## About this task:
Find how many lines in the listing below include the word "between". Give that number only.

---

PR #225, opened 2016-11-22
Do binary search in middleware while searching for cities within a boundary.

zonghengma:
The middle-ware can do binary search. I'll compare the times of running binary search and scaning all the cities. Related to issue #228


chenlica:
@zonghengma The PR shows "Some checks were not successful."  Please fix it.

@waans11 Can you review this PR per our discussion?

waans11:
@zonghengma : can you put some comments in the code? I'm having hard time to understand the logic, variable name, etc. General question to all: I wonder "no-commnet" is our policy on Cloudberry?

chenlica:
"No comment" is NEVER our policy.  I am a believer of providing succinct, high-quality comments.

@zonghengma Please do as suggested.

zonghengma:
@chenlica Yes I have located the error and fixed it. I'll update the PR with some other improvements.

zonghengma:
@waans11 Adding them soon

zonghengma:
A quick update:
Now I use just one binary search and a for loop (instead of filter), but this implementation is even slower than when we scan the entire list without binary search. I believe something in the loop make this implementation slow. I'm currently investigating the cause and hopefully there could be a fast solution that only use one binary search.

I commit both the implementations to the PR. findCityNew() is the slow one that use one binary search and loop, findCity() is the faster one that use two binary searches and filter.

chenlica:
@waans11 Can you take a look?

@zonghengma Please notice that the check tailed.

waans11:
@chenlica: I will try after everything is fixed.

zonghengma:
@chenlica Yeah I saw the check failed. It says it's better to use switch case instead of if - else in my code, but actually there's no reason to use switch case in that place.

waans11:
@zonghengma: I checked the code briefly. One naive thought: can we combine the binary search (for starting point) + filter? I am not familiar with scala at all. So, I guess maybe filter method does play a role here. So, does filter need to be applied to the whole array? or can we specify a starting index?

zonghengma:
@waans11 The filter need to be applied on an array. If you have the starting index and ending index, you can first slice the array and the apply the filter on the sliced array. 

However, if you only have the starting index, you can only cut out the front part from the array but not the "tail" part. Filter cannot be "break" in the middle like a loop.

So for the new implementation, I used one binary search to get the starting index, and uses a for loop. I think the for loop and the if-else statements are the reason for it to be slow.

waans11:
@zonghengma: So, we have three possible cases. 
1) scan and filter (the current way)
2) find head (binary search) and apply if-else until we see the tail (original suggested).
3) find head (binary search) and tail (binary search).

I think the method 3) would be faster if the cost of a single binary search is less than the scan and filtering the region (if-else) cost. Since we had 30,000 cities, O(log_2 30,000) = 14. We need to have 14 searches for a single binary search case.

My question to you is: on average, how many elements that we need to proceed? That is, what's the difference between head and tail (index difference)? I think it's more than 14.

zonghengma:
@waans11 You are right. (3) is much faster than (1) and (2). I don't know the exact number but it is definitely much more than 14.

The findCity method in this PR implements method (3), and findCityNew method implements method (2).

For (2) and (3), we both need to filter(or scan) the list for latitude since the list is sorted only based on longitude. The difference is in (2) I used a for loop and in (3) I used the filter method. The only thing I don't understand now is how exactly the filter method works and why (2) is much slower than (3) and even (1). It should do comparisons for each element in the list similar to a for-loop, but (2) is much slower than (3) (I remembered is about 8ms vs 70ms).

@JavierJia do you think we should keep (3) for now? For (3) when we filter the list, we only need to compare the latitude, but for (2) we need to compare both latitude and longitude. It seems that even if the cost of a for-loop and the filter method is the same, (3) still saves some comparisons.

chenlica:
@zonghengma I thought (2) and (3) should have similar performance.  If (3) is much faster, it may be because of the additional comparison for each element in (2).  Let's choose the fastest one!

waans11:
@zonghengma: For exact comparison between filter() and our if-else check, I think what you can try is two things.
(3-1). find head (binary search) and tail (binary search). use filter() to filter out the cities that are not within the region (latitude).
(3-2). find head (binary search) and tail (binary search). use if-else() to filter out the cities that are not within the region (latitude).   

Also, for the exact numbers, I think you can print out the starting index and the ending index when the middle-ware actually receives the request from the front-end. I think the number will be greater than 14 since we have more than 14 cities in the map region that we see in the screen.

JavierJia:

---

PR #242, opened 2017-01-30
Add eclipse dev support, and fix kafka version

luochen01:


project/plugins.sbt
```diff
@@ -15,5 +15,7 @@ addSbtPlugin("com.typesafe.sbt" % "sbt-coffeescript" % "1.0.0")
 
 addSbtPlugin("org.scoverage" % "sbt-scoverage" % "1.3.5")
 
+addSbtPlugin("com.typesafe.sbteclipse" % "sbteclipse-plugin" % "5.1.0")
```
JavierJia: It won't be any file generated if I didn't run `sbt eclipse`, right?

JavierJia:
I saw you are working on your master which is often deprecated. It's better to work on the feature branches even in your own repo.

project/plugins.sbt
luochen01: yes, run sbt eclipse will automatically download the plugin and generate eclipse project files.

---

## Written solution:
2